In 1903, Ada went on a visit to stay with her McCulloch cousins in Dublin.  (These were second cousins, related to her through her grandmother Nancy McSymon Roy.)  While there, she met other McCulloch cousins in Gerrardstown, County Dublin, who were good friends of William Smith of Blackhall.  Within a few weeks of meeting, they became engaged.  Ada’s mother was quite upset to find out her only daughter had decided to marry an Irishman.  But she was mollified when she met William and thought he was wonderful.  And the rest is (family) history. ….

Ada and William Smith were married in Dumbarton United Free Church in April 1905.  Ada’s younger cousin and Margaret (Rita) Roy was her bridesmaid.  Rita was the daughter of Ada’s uncle Robert Roy.  Rita Roy and William’s brother John Smith were the witnesses at the wedding.

Not to digress too far from the story of Ada’s life, I would like to give you some information about her parents and her grandparents.

Ada’s father William Duncan Anderson was born in Linlithgow in West Lothian in June 1845.  His family moved about two miles north to Bo’ness, West Lothian, on the Firth of Forth when William was a small child.  He was the youngest of six children of James Anderson and Elizabeth Wilson.  By the age of 15, he was working as a pupil teacher in Bo’ness.  William received his teacher training for two years at Edinburgh Free Church Training College, where he completed his studies in December 1865.  By 1867 he was teaching writing and music at the Dumbarton Burgh Academy.  He stayed there until 1875.

The above picture was taken in 1875 while William Anderson was still teaching at the Burgh Academy.  He is the bearded man in the back row.

In September 1875 William Anderson started teaching at the West Bridgend Academy, a board school to which he was appointed first as senior teacher, then as headmaster.  The school was a very large elementary school with about 700 pupils.  He continued teaching at the Bridgend school until he retired.  He died in November 1918.

Ada’s mother Margaret Livingston Roy was the younger daughter of Robert Roy, a baker in Dumbarton for many years.  I have been told he became a burgh councillor.  Robert Roy was born in Renton, a village about a mile north of Dumbarton, in May 1818 and died in Dumbarton in June 1909.

In the 1841 census, Robert was working as baker and living in the household of Archibald McSymon in the High Street in Dumbarton.  By 1851, Robert had taken over the business – and married the baker’s youngest sister Agnes McSymon, who was known as Nancy.

This is a studio photograph of Nancy McSymon Roy as an old lady.  The photograph was probably taken around 1875.  She died in 1877.  I have no other photographs of her.

Robert and Nancy had three children: Mary, Margaret and Robert (sometimes known as Robert Jr. to distinguish him from his father).  Mary Roy married David Rogerson and their daughter Agnes married William Strang.  Robert Roy Jr. was an engineer and worked as a ship’s engineer for the Irrawaddy Flotilla Company in Burma when he was a young man.  Later he worked for many years as an engineer in the Carron Ironworks near Falkirk.

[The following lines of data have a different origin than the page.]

PR #6176, opened 2024-05-02
feat(recommend): enable multiple objectIDs in connectors

aymeric-giraudet:
**Summary**

### [FX-2822](https://algolia.atlassian.net/browse/FX-2822)

**Result**

Following the previous PR, this enables the connectors to pass multiple object IDs

[FX-2822]: https://algolia.atlassian.net/browse/FX-2822?atlOrigin=eyJpIjoiNWRkNTljNzYxNjVmNDY3MDlhMDU5Y2ZhYzA5YTRkZjUiLCJwIjoiZ2l0aHViLWNvbS1KU1cifQ

### DIFF
--- a/packages/algoliasearch-helper/src/algoliasearch.helper.js
+++ b/packages/algoliasearch-helper/src/algoliasearch.helper.js
@@ -1751,15 +1751,18 @@ AlgoliaSearchHelper.prototype._dispatchRecommendResponse = function (
   var results = {};
   Object.keys(idsMap).forEach(function (id) {
     var indices = idsMap[id];
+    var firstResult = content.results[indices[0]];
     if (indices.length === 1) {
-      results[id] = content.results[indices[0]];
+      results[id] = firstResult;
       return;
     }
-    results[id] = sortAndMergeRecommendations(
-      indices.map(function (idx) {
-        return content.results[idx].hits;
-      })
-    );
+    results[id] = Object.assign({}, firstResult, {
+      hits: sortAndMergeRecommendations(
+        indices.map(function (idx) {
+          return content.results[idx].hits;
+        })
+      ),
+    });
   });
 
   states.forEach(function (s) {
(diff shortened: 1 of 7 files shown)


Haroenv (changes requested):
changes look logical, but unit tests fail, so this can't be merged yet. Seems to happen inside the render function, maybe the "no results" case is trying to map as well?

aymeric-giraudet:
@Haroenv 
Ah that was because in my previous PR I did `results[id] = hits` when it should have been a `SearchResults` object,  wouldn't have happened with TypeScript :D 
Not too sure if what I did is best, I just assign the merged hits to the first SearchResults, seems like the recommend libs just assigns hits, so users probably don't care about other fields 🤷‍♂️

packages/algoliasearch-helper/src/algoliasearch.helper.js
```diff
@@ -1751,15 +1751,18 @@ AlgoliaSearchHelper.prototype._dispatchRecommendResponse = function (
...
-      results[id] = content.results[indices[0]];
+      results[id] = firstResult;
       return;
     }
-    results[id] = sortAndMergeRecommendations(
-      indices.map(function (idx) {
-        return content.results[idx].hits;
-      })
-    );
+    results[id] = Object.assign({}, firstResult, {
```
Haroenv, line 1759: doesn't this break IE11?

Haroenv: you can use the merge function from util/functions instead

aymeric-giraudet: I assumed it was fine as we use `Object.assign` in `RecommendParameters`, means we'd have to change it there too

Haroenv: that makes sense, this code is only called if you use recommend indeed

Haroenv (approved):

Bringing the story back to Ada now, this is a formal photograph of four generations – apparently this type of photograph was quite popular in the late nineteenth century and the early twentieth century.  This portrait was taken in Scotland in May or June of 1906, a bit more than a year after Ada was married.  Portrayed are, from left to right, Ada Smith, Robert Roy (standing), and Margaret Anderson with her eldest grandchild, Nancy Roy Smith, on her lap.  Robert Roy was the baby’s great-grandfather.

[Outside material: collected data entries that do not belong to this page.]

PR #6178, opened 2024-05-03
feat(recommend): introduce TrendingItems

Haroenv:
**Summary**

Introduces the TrendingItems React widget and its related tests. Note that the tests have the same complexity on the type as is the case in vanilla; as the facet props can only be used if they're both set, but manipulating the props as a whole loses that relation.

**Result**

FX-2853

### DIFF
--- a/packages/react-instantsearch/src/widgets/TrendingItems.tsx
+++ b/packages/react-instantsearch/src/widgets/TrendingItems.tsx
@@ -60,7 +60,7 @@ export function TrendingItems<TItem extends BaseHit = BaseHit>({
       queryParameters,
       transformItems,
     },
-    { $$widgetType: 'ais.TrendingItems' }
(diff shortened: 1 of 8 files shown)


packages/react-instantsearch/src/widgets/TrendingItems.tsx
```diff
@@ -0,0 +1,76 @@
...
+  const { recommendations } = useTrendingItems(
+    {
+      ...facetParameters,
+      maxRecommendations,
+      threshold,
+      fallbackParameters,
+      queryParameters,
+      transformItems,
+    },
+    { $$widgetType: 'ais.TrendingItems' }
```
dhayab, line 63:
```suggestion
    { $$widgetType: 'ais.trendingItems' }
```

dhayab (approved):
Just a nitpicky change request, otherwise that's good for me!

PR #6192, opened 2024-05-13
fix(recommend): clean recommend state when removing widgets

dhayab:
**Summary**

This PR removes recommend parameters from the recommend state when their relevant widgets are disposed.

FX-2854

### DIFF
--- a/packages/instantsearch.js/src/connectors/related-products/connectRelatedProducts.ts
+++ b/packages/instantsearch.js/src/connectors/related-products/connectRelatedProducts.ts
@@ -129,10 +129,9 @@ const connectRelatedProducts: RelatedProductsConnector =
           };
         },
 
-        dispose({ state }) {
+        dispose({ recommendState }) {
           unmountFn();
-
-          return state.removeParams(this.$$id!);
+          return recommendState?.removeParams(this.$$id!);
         },
 
         getWidgetParameters(state) {
--- a/packages/instantsearch.js/src/connectors/related-products/connectRelatedProducts.ts
+++ b/packages/instantsearch.js/src/connectors/related-products/connectRelatedProducts.ts
@@ -131,7 +131,7 @@ const connectRelatedProducts: RelatedProductsConnector =
 
         dispose({ recommendState }) {
           unmountFn();
-          return recommendState?.removeParams(this.$$id!);
+          return recommendState.removeParams(this.$$id!);
         },
 
         getWidgetParameters(state) {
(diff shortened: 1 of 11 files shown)


packages/instantsearch.js/src/widgets/index/index.ts
```diff
@@ -458,16 +458,31 @@ const index = (widgetParams: IndexWidgetParams): IndexWidget => {
...
+              state: states.cleanedSearchState,
+              recommendState: states.cleanedRecommendState,
+              parent: this,
+            });
 
-          return next || state;
-        }, helper!.state);
+            return {
+              ...states,
+              ...(next instanceof algoliasearchHelper.SearchParameters
```
Haroenv, line 473: mutating rather than spreading will be quite a bit faster here

```
if (next instanceof algoliasearchHelper.RecommendParameters) {
  states.cleanedRecommendState = next
} else {
  states.cleanedSearchState = next
}
return states
```

packages/instantsearch.js/src/types/widget.ts
```diff
@@ -51,6 +51,7 @@ export type RenderOptions = SharedRenderOptions & {
 export type DisposeOptions = {
   helper: Helper;
   state: SearchParameters;
+  recommendState?: RecommendParameters;
```
Haroenv, line 54: why is this optional?

Haroenv: as it's just typescript, I'm more inclined to make it required

packages/instantsearch.js/src/connectors/related-products/connectRelatedProducts.ts
```diff
@@ -129,10 +129,9 @@ const connectRelatedProducts: RelatedProductsConnector =
           };
         },
 
-        dispose({ state }) {
+        dispose({ recommendState }) {
           unmountFn();
-
-          return state;
+          return recommendState?.removeParams(this.$$id!);
```
Haroenv, line 134: these no longer need the ? now

dhayab: oh of course, well spotted 😅

packages/instantsearch.js/src/widgets/index/__tests__/index-test.ts
```diff
@@ -120,6 +121,9 @@ describe('index', () => {
           objectID: 'abc',
         });
       },
+      dispose({ recommendState }) {
+        return recommendState?.removeParams(this.$$id!);
```
Haroenv: here too fyi

packages/instantsearch.js/src/connectors/trending-items/connectTrendingItems.ts
```diff
@@ -133,10 +133,9 @@ const connectTrendingItems: TrendingItemsConnector =
           };
         },
 
-        dispose({ state }) {
+        dispose({ recommendState }) {
           unmountFn();
-
-          return state;
+          return recommendState?.removeParams(this.$$id!);
```
Haroenv: same

Haroenv (approved):

PR #6201, opened 2024-05-16
tests(recommend): use shared mock client with recommendations in tests

dhayab:
**Summary**

This PR moves the `createMockedSearchClient()` defined on all recommend tests into a shared location and makes it customizable.

**Result**

Mocked search client with recommendations fixture is now defined only once and can be used in all tests for recommend widgets.

### DIFF
--- a/tests/mocks/fixtures/recommendations.ts
+++ b/tests/mocks/fixtures/recommendations.ts
@@ -1,0 +1,68 @@
+import {
+  createRecommendResponse,
+  createSingleSearchResponse,
+} from '../createAPIResponse';
+import { createSearchClient } from '../createSearchClient';
+
+type Options = {
+  /**
+   * Returns only the `objectID` attribute of the hits when `true`.
+   *
+   * @default false
+   */
+  minimal?: boolean;
+};
+
+const fixture = [
+  {
+    _highlightResult: {
+      name: {
+        matchLevel: 'none' as const,
+        matchedWords: [],
+        value: '<em>Moschino Love</em> – Shoulder bag',
+      },
+    },
+    name: 'Moschino Love – Shoulder bag',
+    objectID: '1',
+  },
+  {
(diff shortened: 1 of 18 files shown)


tests/mocks/fixtures/recommendations.ts
dhayab, line 1: I'm open to suggestions if `createMockedSearchClientWithRecommendations` is too much 😅

tests/mocks/fixtures/recommendations.ts
```diff
@@ -0,0 +1,68 @@
...
+        matchedWords: [],
+        value: '<em>Bag</em> “Sabrina“ medium Gabs',
+      },
+    },
+    name: 'Bag “Sabrina“ medium Gabs',
+    objectID: '2',
+  },
+];
+
+export function createMockedSearchClientWithRecommendations(
```
Haroenv, line 41:
```suggestion
export function createRecommmendSearchClient(
```

also I wonder, couldn't this simply be part of the existing `createSearchClient` with the option `minimalRecommendations`?

Haroenv (commented):
change in tests looks good, I think can be simplified a little more either by changing the name or making part of the createSearchClient that already exists

tests/mocks/fixtures/recommendations.ts
dhayab: I didn't want to change how `createSearchClient` doesn't provide any fixture for search or recommendations. I thought about only sharing the fixture, but wrapping those with `createMultiSearchResponse` and `createSingleSearchResponse` on each test would not be as beneficial as moving those to the shared entity as well.

Haroenv: ok that makes sense, although I wouldn't be against having a fixture for search to avoid repetition too in the future

Haroenv (approved):

PR #6204, opened 2024-05-16
fix(helper): don't send empty "tagRefinements" and "facets" parameters

Haroenv:
**Summary**

In the first request, we are sending `facets: []` and `tagRefinements: ''` when there are no values for those queries, this isn't needed, and removed in this pull request.

This came from an assumption that we could skip queries that have no refinements, but that's not true if you're for example _only_ displaying hits

**Result**

Slightly more minimal request sent, consistent with the other parameters

### DIFF
--- a/packages/algoliasearch-helper/src/SearchResults/index.js
+++ b/packages/algoliasearch-helper/src/SearchResults/index.js
@@ -231,7 +231,7 @@ function findMatchingHierarchicalFacetFromAttributeName(
 }
  **/
 function SearchResults(state, results, options) {
-  var mainSubResponse = results[0];
+  var mainSubResponse = results[0] || {};
 
   this._rawResults = results;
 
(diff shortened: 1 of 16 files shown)


packages/algoliasearch-helper/src/SearchResults/index.js
```diff
@@ -231,7 +231,7 @@ function findMatchingHierarchicalFacetFromAttributeName(
 }
  **/
 function SearchResults(state, results, options) {
-  var mainSubResponse = results[0];
+  var mainSubResponse = results[0] || {};
```
dhayab, line 234: Why should the first response be defaulted?

Haroenv: this was needed for a previous iteration where it was possible no request was sent if there are no parameters. I reverted that, but this change stayed, as it allows the helper to be a bit more flexible and to be able to instantiate an empty SearchResults if needed

PR #439, opened 2020-05-26
Revert #425 remove alias quotes on Snowflake dialect

mikeengland:
This was causing issues when using alias' which contain special characters e.g. $. 

+ @airtonzanon @Shawe82

### DIFF
--- a/pypika/dialects.py
+++ b/pypika/dialects.py
@@ -26,6 +26,7 @@ from pypika.utils import (
 
 class SnowFlakeQueryBuilder(QueryBuilder):
     QUOTE_CHAR = None
+    ALIAS_QUOTE_CHAR = '"'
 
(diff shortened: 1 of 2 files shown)


mikeengland:
@Shawe82 the issue that you may be facing is described here: https://community.snowflake.com/s/question/0D50Z00009eDNPz/select-column-with-double-quotes

If a table was created using quotes, it makes the column names case sensitive.

 

> Identifier Resolution
> 
> By default, Snowflake applies the following rules for storing identifiers (at creation/definition time) and resolving them (in queries and other SQL statements):
> 
>  
> 
> When an identifier is unquoted, it is stored and resolved in uppercase.
> When an identifier is double-quoted, it is stored and resolved exactly as entered, including case.

Issue #250, opened 2019-05-16
Set difference, set intersection support?


roger-rojas:
Is there existing/planned support for set difference or set intersection operators?

e.g. in table "Likes" with columns "Person" and "Pizza":
1) To find people who like _both_ mushroom and onion pizza
SELECT person FROM likes WHERE pizza="mushrooms"
INTERSECT
SELECT person FROM likes WHERE pizza="onions"

2) To find people who like onions _but not_ ham on their pizzas
SELECT person FROM likes WHERE pizza="onions"
MINUS
SELECT person FROM likes WHERE pizza="ham"

I am new to SQL, so maybe there is a similarly simple way to do this, but set operations make these clear.

twheys:
I think this could be implemented in pypika pretty easily, since we have code already for things like unions that produce similar SQL. Would you like to try and raise a PR?

DimpleK26:
@twheys I have raised a PR regarding the above issue. Could you please take a look

roger-rojas:
Wow, thank you @DimpleK26 ! I'm pretty inexperienced with the workflow on here. Now that your changes have been merged, do I go ahead and click "Close Issue"?

DimpleKannadasan:
@roger-rojas Yes . If you are happy with intersect ,minus and except operations, kindly go ahead :)

PR #447, opened 2020-06-16
Changes to include Set Operations

DimpleK26:
- Intersect
- Minus
- Except

- Unit tests for Intersect, Minus, Except Operations
- Fix for existing issues in Union unit tests

https://github.com/kayak/pypika/issues/250

### DIFF
--- a/pypika/enums.py
+++ b/pypika/enums.py
@@ -58,9 +58,12 @@ class JoinType(Enum):
     cross = "CROSS"
 
 
-class UnionType(Enum):
-    distinct = ""
-    all = " ALL"
+class SetOperation(Enum):
+    union = "UNION"
+    union_all = "UNION ALL"
+    intersect = "INTERSECT"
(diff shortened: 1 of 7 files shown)


pypika/enums.py
```diff
@@ -58,9 +58,12 @@ class JoinType(Enum):
     cross = "CROSS"
 
 
-class UnionType(Enum):
-    distinct = ""
-    all = " ALL"
+class SetOperations(Enum):
```
gl3nn, line 61: To be consistent with other Enums it probably makes sense to rename this to the singular SetOperation.

DimpleKannadasan: will do

DimpleKannadasan: @gl3nn Resolved the above comment

DimpleKannadasan:
@gl3nn @twheys Could this Pr be reviewed please. I have resolved the comments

When Ada married William Smith, she made a huge change in her life.  Instead of living in the middle of a town, she went to live in what was then the depths of the country and had to learn how to be a farmer’s wife.  She had to learn how to manage a much bigger household than she was used to, how to make butter and many other things that she would have previously bought in a shop (she never did master the task of gutting a chicken!).  She also had to get used to living far removed from the circle of friends and family she had known all her life.  I admire her courage.

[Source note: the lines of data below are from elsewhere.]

PR #448, opened 2020-06-16
Fix is_aggregate property for Case fields

x8lucas8x:
So Case's criterions were not taken into account when evaluation a Case field's is_aggregate property, which imo is incorrect.

### DIFF
--- a/pypika/tests/test_aggregate.py
+++ b/pypika/tests/test_aggregate.py
@@ -53,6 +53,15 @@ class IsAggregateTests(unittest.TestCase):
         v = 1 / fn.Sum(Field("foo"))
         self.assertTrue(v.is_aggregate)
 
+    def test__agg_case_criterion_is_aggregate(self):
+        v = (
+            Case()
+            .when(fn.Sum(Field("foo")) > 666, 'More than 666')
+            .else_('Less than 666')
+        )
+
+        self.assertTrue(v.is_aggregate)
+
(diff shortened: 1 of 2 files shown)


pypika/tests/test_aggregate.py
```diff
@@ -97,20 +106,15 @@ def test__case_with_field_is_not_aggregate(self):
...
             Case()
             .when(Field("foo") == 1, 1)
             .when(fn.Sum(Field("foo")) == 2, 2)
             .else_(3)
         )
 
-        self.assertFalse(v.is_aggregate)
-
-    def test__case_all_constants_is_aggregate_none(self):
-        v = Case().when(True, 1).when(False, 2).else_(3)
```
mikeengland, line 111: Is this test no longer relevant?

x8lucas8x: I think it makes no sense. It's not testing a real scenario, given the criterion is a constant. That's not how you'd use a CASE statement in SQL.

mikeengland: The use case I can see for it is for renaming values e.g. "true" -> "foo", "false" -> "bar"

x8lucas8x: But then you'd have a conditional. If field x is true then foo.

mikeengland: Makes sense, thanks.

PR #449, opened 2020-06-22
Add implementation of fields_() for EmptyCriterion

gl3nn:
This issue would have also been solved if `EmptyCriterion` was a subclass of `Criterion`, which would make sense but adds a lot of unnecessary overhead.

### DIFF
--- a/pypika/tests/test_criterions.py
+++ b/pypika/tests/test_criterions.py
@@ -763,6 +763,13 @@ class AnyTests(unittest.TestCase):
         self.assertEqual(str(crit), '"a" OR "b" OR "c" OR "d"')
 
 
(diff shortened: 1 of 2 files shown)


pypika/tests/test_criterions.py
```diff
@@ -763,6 +763,13 @@ def test_with_generator(self):
         self.assertEqual(str(crit), '"a" OR "b" OR "c" OR "d"')
 
 
+class EmptyCriterionTests(unittest.TestCase):
+    def test_field_(self):
```
x8lucas8x, line 767: Minor typo in test name. It should be test_fields_ instead.

gl3nn: Good catch.

PR #451, opened 2020-06-23
anti sql injection

kulame:
anti sql injection when use pypika


mikeengland:
Hi @kulame, the best approach is to utilise the built-in implementations of escaping in Python SQL modules e.g. mysqlclient.
To do this, use a Parameter placeholder (https://pypika.readthedocs.io/en/latest/2_tutorial.html#parametrized-queries) and pass in your value as a parameter to the driver.

PR #462, opened 2020-07-03
Fix query quote char

### LINKED ISSUE #446: Snowflake ALIAS Quote chars on joins
@mikeengland Thanks for letting me know that you have reverted the original fix https://github.com/kayak/pypika/pull/439. I now digged a bit deeper into the quote char issues, and it is not in general and issues but only on table joins. To see what I mean, here the following simple example

```python
from pypika import Table
from pypika.dialects import SnowflakeQuery
t1 = Table("data1")
t2 = Table("data2")
q1 = SnowflakeQuery.from_(t1).select(t1.b).as_("q1")
q2 = SnowflakeQuery.from_(t2).select(t2.b).as_("q2")
q3=SnowflakeQuery.from_(q1).join(q2).on(q1.b==q2.b).select("*")
```
would result in
`SELECT * FROM (SELECT b FROM data1) "q1" JOIN (SELECT b FROM data2) "q2" ON q1.b=q2.b ` which doesn't work. What would work is either
`SELECT * FROM (SELECT b FROM data1) q1 JOIN (SELECT b FROM data2) q2 ON q1.b=q2.b` so no quote chars around query aliases, or
`SELECT * FROM (SELECT b FROM data1) "q1" JOIN (SELECT b FROM data2) "q2" ON "q1".b="q2".b` so using the quote chars when referring to the aliases.

Shawe82:
* Add quote chars for queries
Fixes #446

### DIFF
--- a/pypika/dialects.py
+++ b/pypika/dialects.py
@@ -27,6 +27,7 @@ from pypika.utils import (
 class SnowFlakeQueryBuilder(QueryBuilder):
     QUOTE_CHAR = None
     ALIAS_QUOTE_CHAR = '"'
+    QUERY_ALIAS_QUOTE_CHAR = ''
 
     def __init__(self, **kwargs: Any) -> None:
         super().__init__(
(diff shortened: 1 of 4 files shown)


Shawe82:
@mikeengland here I tried to create a fix for the snowflake join quote char issue we've discussed. Have another option in mind if this one doesn't fit.

PR #472, opened 2020-08-06
Added drop statement and improved create statement

nibrag:


mikeengland:
Thanks for the contribution @nibrag. Would you mind adding some documentation for create/drop table as there is currently no documentation?

Aside from that the code looks good.

nibrag:
@mikeengland Added

PR #479, opened 2020-09-04
Ensure bitwiseand function uses wrapped constant value

### LINKED ISSUE #284: Support for bitwise operators
Is it possible to add support for bitwise operators in `WHERE` clause.?
for example if I had the `messages` table with the field `status`  of type INT and the bits of the value of this field represent a specific status i.e _delivered_, _seen_, ..etc. Instead of having a separate BOOL field for each status.

supposing that the first bit is for the _delivered_ status and the second one is for the _seen_ status

If i want to retrieve only delivered messages that are not seen yet, the query would be something like:
**```SELECT `status` FROM `messages` WHERE (`status` & 1 = 1) ```**

mikeengland:
fixes #284

### DIFF
--- a/pypika/terms.py
+++ b/pypika/terms.py
@@ -141,7 +141,7 @@ class Term(Node):
         return self.isnull().negate()
 
     def bitwiseand(self, value: int) -> "BitwiseAndCriterion":
-        return BitwiseAndCriterion(self, value)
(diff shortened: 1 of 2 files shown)


airtonzanon (approved):
LGTM but coveralls failed on finding the build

While she was learning her new role as farmer’s wife, Ada had four children.  She had three children in rapid succession: Nancy (1906), Lancelot (1907) and William (1908), then a short pause before she had her fourth child, Ian, in 1911.  (See the page on “William Smith’s Children” in the Family Stories section.)

In 1912, Ada’s daughter Nancy was sent to stay with her Anderson grandparents for a year.  Nancy attended school in Dumbarton and got to know her grandparents and her uncles very well although she must have missed her family back in Ireland.  Ada’s oldest son Lancelot spent at least a year with his Anderson relatives in Scotland when he was about 12 years old.  I believe he lived with his uncle James who at that time was the minister of a United Free Church in Port Glasgow near Dumbarton.  The two younger Smith sons also visited their Scottish relatives but I don’t think they stayed in Scotland for long.  I believe Ada did her best to enable her children to know their Anderson relatives and to know something about Scotland.

Ada kept up her connections with Scotland through correspondence and occasional visits to her family and friends.  She also kept in touch with her church through attendance at the Ormond Quay and Scots Church in Dublin when travel into the city became easier and her children were older.  On Sunday mornings, Ada attended the local Anglican church of Ballymaglasson with William and their children; I believe she played the organ for the services.

While living at Blackhall as her children grew older, Ada did what she could to enable them to meet new people.  She loved having young people to visit and was happy to encourage her children to bring school friends and others to widen the social circle for the Smiths.  Having grown up in a town herself, I think she was very aware of how isolated the Smiths could have been, living in the countryside where there very few other Protestant families.  As roads and car travel improved, this became less of an issue, especially for her sons.

Ada lived at Blackhall for many years until William retired from farming and handed over the farm to his second son William Anderson Smith.  In 1943, Ada and William Smith moved to a suburban house in Sandycove near Dun Laoghaire, south of the city of Dublin.  I am not sure why they moved so far from Blackhall but I suspect they moved to Sandycove because it was what Ada wanted: town life with the amenities that go with it.  Maybe William did not care where he lived if he wasn’t living on a farm.

After William died in 1946, Ada stayed on in Sandycove for about five years.  She visited her married children with their families periodically, and had frequent visits from family members, but living alone probably did not suit her very well.  After her son Ian married Nancy Hogg in 1949, it was decided that she would go and live with Ian and Nancy in Leicester and help them to buy a house there.  The house in Sandycove was sold in 1951.  Ada lived with Ian and his family (they had one daughter, born in 1952) until she died in 1959.  She was buried in the same gravesite as her husband William in the churchyard of Donabate Parish Church, County Dublin.

Postscript:

Thanks mainly to information gathered by my great-uncle James Wilson Anderson and one of his grandsons, I have had a great starting point for doing the research on the family tree of Agnes McSymon Anderson.  I have more information than I could fit comfortably into a single post.  Of course, there is a lot more I would also like to know about the various families in Scotland that appear in Agnes’s family tree.  In addition to the Andersons, the Roys and the McSymons, there are other families that I know are linked into this tree: Baillie, Brodie, Brockie, Denholm, Glasgow, Johnston, Livingston, Proudfoot, Rankin, Williamson, Wilson, and Yellowlees.  And there are probably others if we could trace back the generations of each family far enough. However, that would be a separate family history project.  Maybe someone else will take on this challenge!